Saved data entries
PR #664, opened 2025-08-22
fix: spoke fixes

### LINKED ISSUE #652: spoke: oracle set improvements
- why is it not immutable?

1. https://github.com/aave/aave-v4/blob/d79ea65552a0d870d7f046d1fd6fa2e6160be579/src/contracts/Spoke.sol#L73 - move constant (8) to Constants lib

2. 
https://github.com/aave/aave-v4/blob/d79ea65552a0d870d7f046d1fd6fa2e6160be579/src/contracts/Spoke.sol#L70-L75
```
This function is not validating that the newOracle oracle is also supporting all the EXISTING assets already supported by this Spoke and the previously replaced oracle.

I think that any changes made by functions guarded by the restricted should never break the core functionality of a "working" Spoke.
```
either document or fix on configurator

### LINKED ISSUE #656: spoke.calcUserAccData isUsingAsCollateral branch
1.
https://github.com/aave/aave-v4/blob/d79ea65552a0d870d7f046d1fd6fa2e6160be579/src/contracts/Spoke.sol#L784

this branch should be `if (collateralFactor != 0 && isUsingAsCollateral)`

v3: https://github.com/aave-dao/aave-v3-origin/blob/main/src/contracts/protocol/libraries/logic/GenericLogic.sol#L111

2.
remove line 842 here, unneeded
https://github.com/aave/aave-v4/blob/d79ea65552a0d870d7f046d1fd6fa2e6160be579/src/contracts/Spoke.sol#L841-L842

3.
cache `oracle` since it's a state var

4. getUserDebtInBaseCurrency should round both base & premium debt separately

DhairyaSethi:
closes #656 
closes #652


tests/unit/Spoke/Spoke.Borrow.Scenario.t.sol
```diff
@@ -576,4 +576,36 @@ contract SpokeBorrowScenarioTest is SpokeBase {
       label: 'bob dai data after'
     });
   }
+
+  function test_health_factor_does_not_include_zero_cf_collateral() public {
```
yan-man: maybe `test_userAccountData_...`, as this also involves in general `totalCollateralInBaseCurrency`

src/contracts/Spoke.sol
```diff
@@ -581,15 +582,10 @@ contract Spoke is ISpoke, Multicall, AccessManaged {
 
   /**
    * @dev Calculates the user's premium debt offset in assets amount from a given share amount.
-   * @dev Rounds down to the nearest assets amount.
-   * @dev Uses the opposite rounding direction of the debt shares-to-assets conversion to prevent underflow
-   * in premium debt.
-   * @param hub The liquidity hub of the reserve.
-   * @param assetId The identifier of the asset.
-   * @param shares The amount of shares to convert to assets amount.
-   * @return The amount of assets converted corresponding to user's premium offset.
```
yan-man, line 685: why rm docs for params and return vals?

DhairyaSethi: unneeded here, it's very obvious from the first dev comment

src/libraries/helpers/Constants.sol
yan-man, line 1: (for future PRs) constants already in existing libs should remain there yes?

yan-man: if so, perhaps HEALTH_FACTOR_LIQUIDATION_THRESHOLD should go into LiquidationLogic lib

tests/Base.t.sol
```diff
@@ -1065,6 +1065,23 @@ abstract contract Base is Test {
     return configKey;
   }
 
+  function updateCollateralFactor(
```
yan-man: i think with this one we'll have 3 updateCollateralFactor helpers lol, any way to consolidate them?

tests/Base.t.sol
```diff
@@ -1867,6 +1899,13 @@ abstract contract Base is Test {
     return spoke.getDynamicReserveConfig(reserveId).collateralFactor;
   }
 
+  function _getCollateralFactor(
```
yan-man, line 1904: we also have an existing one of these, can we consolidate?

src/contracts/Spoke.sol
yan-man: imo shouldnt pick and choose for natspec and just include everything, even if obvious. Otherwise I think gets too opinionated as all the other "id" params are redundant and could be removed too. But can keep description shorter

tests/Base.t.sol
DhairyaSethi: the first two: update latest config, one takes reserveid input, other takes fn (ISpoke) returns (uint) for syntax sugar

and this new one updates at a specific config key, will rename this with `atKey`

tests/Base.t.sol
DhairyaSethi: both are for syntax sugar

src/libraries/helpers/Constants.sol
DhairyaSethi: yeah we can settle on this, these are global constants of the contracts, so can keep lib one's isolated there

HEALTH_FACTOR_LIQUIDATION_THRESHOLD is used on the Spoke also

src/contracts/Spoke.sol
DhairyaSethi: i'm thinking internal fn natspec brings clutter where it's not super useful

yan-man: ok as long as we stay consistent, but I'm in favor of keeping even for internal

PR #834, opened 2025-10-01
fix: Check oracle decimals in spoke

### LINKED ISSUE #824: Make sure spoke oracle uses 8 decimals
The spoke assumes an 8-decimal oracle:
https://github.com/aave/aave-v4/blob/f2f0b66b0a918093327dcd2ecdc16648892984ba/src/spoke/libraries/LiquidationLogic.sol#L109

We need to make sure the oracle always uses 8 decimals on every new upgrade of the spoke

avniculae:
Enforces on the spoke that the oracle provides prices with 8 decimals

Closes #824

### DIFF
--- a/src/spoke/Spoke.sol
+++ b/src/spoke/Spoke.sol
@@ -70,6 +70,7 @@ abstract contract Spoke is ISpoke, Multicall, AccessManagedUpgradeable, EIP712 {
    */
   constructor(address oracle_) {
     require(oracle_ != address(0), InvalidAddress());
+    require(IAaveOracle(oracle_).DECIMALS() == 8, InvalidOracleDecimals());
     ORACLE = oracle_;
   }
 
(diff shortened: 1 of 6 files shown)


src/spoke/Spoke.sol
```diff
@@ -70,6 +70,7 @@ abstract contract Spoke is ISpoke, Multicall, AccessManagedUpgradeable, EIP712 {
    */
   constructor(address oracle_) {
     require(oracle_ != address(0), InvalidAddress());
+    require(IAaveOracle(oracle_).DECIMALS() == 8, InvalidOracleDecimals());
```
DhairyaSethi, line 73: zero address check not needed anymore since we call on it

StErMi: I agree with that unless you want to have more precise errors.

WORK REQUEST: For every line in the data above that has the string "amount", return that line.

RESPONSE TO THE EXERCISE:
    * @dev Calculates the user's premium debt offset in assets amount from a given share amount.
-   * @dev Rounds down to the nearest assets amount.
-   * @param shares The amount of shares to convert to assets amount.
-   * @return The amount of assets converted corresponding to user's premium offset.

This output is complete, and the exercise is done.